References to light oil, NGLs or natural gas production in this press release refer to the light and medium crude oil, natural gas liquids and conventional natural gas product types, respectively, as defined in National Instrument 51-101, Standards of Disclosure for Oil and Gas Activities (“Nl 51-101“).

Test Results and Initial Production Rates
Test results and initial production rates disclosed herein, particularly those short in duration, may not necessarily be indicative of long term performance or of ultimate recovery.
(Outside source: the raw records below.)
PR #898, opened 2020-10-28
Make the run buttons in editor toolbar more context-aware

jdneo:
- If the file has a main() method, run it
- If the file is a test file, delegate to Test Runner
- If neither has a main() method nor is a test file, try to launch as a project
- If both has a main() method and is a test file, let the user to choose

Signed-off-by: Sheng Chen <sheche@microsoft.com>

### DIFF
--- a/src/extension.ts
+++ b/src/extension.ts
@@ -268,12 +268,7 @@ async function runJavaFile(uri: vscode.Uri, noDebug: boolean) {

A pressure transient analysis or well-test interpretation has not been carried out and thus certain of the test results provided herein should be considered to be preliminary until such analysis or interpretation has been completed.

Production Breakdown by Product Type
Disclosure of production on a per boe basis in this press release consists of the constituent product types as defined in NI 51-101 and their respective quantities disclosed in the table below:

Light and Medium Conventional 
Crude oil NGLS Natural gas Total
(bbls/d) (boe/d)  (Mcf/d)  (boe/d) 
Q4 2020 Average Production 2,466 869 9,978 4,998
2019 Average Production 2,626 697 10,058 5,000
Q4 2020 Average Production 2,194 708 8,141 4,259
2020 Average Production 2,031 668 7,715 3,985
2021 Annual Guidance 2,960 733 9,344 5,250

Note:

  1. With respect to forward-looking production guidance, product type breakdown is based upon management’s expectations based on reasonable assumptions but are subject to variability based on actual well results.

BOE equivalent
Barrel of oil equivalents or BOEs may be misleading, particularly if used in isolation. A BOE conversion ratio of 6 mcf: 1 bbl is based on an energy equivalency conversion method primarily applicable at the burner tip and does not represent a value equivalency at the wellhead. Given that the value ratio based on the current price of crude oil as compared to natural gas is significantly different than the energy equivalency of 6:1, utilizing a 6:1 conversion basis may be misleading as an indication of value.